- **DATA PROVIDED**
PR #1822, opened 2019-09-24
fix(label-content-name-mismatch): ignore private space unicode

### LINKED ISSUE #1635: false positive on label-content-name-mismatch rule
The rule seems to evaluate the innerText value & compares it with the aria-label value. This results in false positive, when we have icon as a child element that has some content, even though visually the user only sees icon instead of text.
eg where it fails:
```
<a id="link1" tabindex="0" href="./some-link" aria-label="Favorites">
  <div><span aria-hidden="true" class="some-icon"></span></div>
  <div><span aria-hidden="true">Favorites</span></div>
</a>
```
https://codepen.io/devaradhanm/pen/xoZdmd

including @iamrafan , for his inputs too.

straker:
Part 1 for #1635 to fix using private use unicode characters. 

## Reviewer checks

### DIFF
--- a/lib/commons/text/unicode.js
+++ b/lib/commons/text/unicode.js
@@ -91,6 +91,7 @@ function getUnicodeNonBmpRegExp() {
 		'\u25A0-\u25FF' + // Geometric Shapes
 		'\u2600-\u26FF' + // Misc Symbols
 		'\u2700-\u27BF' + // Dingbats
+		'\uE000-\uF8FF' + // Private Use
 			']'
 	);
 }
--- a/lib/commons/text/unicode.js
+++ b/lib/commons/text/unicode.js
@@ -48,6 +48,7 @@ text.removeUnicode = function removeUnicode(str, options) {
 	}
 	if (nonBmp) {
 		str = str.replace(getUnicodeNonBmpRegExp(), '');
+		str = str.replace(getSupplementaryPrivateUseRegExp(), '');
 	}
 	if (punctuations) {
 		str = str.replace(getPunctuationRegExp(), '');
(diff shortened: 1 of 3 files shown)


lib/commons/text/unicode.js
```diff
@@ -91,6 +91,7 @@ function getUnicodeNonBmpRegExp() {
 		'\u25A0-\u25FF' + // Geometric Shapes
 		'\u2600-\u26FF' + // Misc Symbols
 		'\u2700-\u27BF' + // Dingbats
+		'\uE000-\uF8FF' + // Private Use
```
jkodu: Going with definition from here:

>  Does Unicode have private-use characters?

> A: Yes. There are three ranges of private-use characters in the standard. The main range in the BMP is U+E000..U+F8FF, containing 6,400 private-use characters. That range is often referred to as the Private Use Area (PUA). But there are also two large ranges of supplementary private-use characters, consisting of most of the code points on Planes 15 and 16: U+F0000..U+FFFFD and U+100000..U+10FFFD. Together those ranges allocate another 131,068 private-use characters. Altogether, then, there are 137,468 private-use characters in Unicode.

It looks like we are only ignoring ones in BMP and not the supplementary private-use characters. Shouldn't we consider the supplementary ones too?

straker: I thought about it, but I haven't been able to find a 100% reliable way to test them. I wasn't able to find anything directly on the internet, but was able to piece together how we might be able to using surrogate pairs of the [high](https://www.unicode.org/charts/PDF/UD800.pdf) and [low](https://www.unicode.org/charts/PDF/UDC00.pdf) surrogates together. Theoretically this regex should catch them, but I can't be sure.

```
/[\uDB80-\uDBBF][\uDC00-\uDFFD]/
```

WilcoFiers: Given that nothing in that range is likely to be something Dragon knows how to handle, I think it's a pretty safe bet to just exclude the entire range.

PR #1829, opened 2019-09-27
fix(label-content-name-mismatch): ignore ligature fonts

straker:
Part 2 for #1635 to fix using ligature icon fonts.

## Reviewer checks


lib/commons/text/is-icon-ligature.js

- **WHAT YOU SHOULD DO**
Set down all of the records shown above once more, exactly.

- **ANSWER TO THE PROBLEM**
PR #1822, opened 2019-09-24
fix(label-content-name-mismatch): ignore private space unicode

### LINKED ISSUE #1635: false positive on label-content-name-mismatch rule
The rule seems to evaluate the innerText value & compares it with the aria-label value. This results in false positive, when we have icon as a child element that has some content, even though visually the user only sees icon instead of text.
eg where it fails:
```
<a id="link1" tabindex="0" href="./some-link" aria-label="Favorites">
  <div><span aria-hidden="true" class="some-icon"></span></div>
  <div><span aria-hidden="true">Favorites</span></div>
</a>
```
https://codepen.io/devaradhanm/pen/xoZdmd

including @iamrafan , for his inputs too.

straker:
Part 1 for #1635 to fix using private use unicode characters. 

## Reviewer checks

### DIFF
--- a/lib/commons/text/unicode.js
+++ b/lib/commons/text/unicode.js
@@ -91,6 +91,7 @@ function getUnicodeNonBmpRegExp() {
 		'\u25A0-\u25FF' + // Geometric Shapes
 		'\u2600-\u26FF' + // Misc Symbols
 		'\u2700-\u27BF' + // Dingbats
+		'\uE000-\uF8FF' + // Private Use
 			']'
 	);
 }
--- a/lib/commons/text/unicode.js
+++ b/lib/commons/text/unicode.js
@@ -48,6 +48,7 @@ text.removeUnicode = function removeUnicode(str, options) {
 	}
 	if (nonBmp) {
 		str = str.replace(getUnicodeNonBmpRegExp(), '');
+		str = str.replace(getSupplementaryPrivateUseRegExp(), '');
 	}
 	if (punctuations) {
 		str = str.replace(getPunctuationRegExp(), '');
(diff shortened: 1 of 3 files shown)


lib/commons/text/unicode.js
```diff
@@ -91,6 +91,7 @@ function getUnicodeNonBmpRegExp() {
 		'\u25A0-\u25FF' + // Geometric Shapes
 		'\u2600-\u26FF' + // Misc Symbols
 		'\u2700-\u27BF' + // Dingbats
+		'\uE000-\uF8FF' + // Private Use
```
jkodu: Going with definition from here:

>  Does Unicode have private-use characters?

> A: Yes. There are three ranges of private-use characters in the standard. The main range in the BMP is U+E000..U+F8FF, containing 6,400 private-use characters. That range is often referred to as the Private Use Area (PUA). But there are also two large ranges of supplementary private-use characters, consisting of most of the code points on Planes 15 and 16: U+F0000..U+FFFFD and U+100000..U+10FFFD. Together those ranges allocate another 131,068 private-use characters. Altogether, then, there are 137,468 private-use characters in Unicode.

It looks like we are only ignoring ones in BMP and not the supplementary private-use characters. Shouldn't we consider the supplementary ones too?

straker: I thought about it, but I haven't been able to find a 100% reliable way to test them. I wasn't able to find anything directly on the internet, but was able to piece together how we might be able to using surrogate pairs of the [high](https://www.unicode.org/charts/PDF/UD800.pdf) and [low](https://www.unicode.org/charts/PDF/UDC00.pdf) surrogates together. Theoretically this regex should catch them, but I can't be sure.

```
/[\uDB80-\uDBBF][\uDC00-\uDFFD]/
```

WilcoFiers: Given that nothing in that range is likely to be something Dragon knows how to handle, I think it's a pretty safe bet to just exclude the entire range.

PR #1829, opened 2019-09-27
fix(label-content-name-mismatch): ignore ligature fonts

straker:
Part 2 for #1635 to fix using ligature icon fonts.

## Reviewer checks


lib/commons/text/is-icon-ligature.js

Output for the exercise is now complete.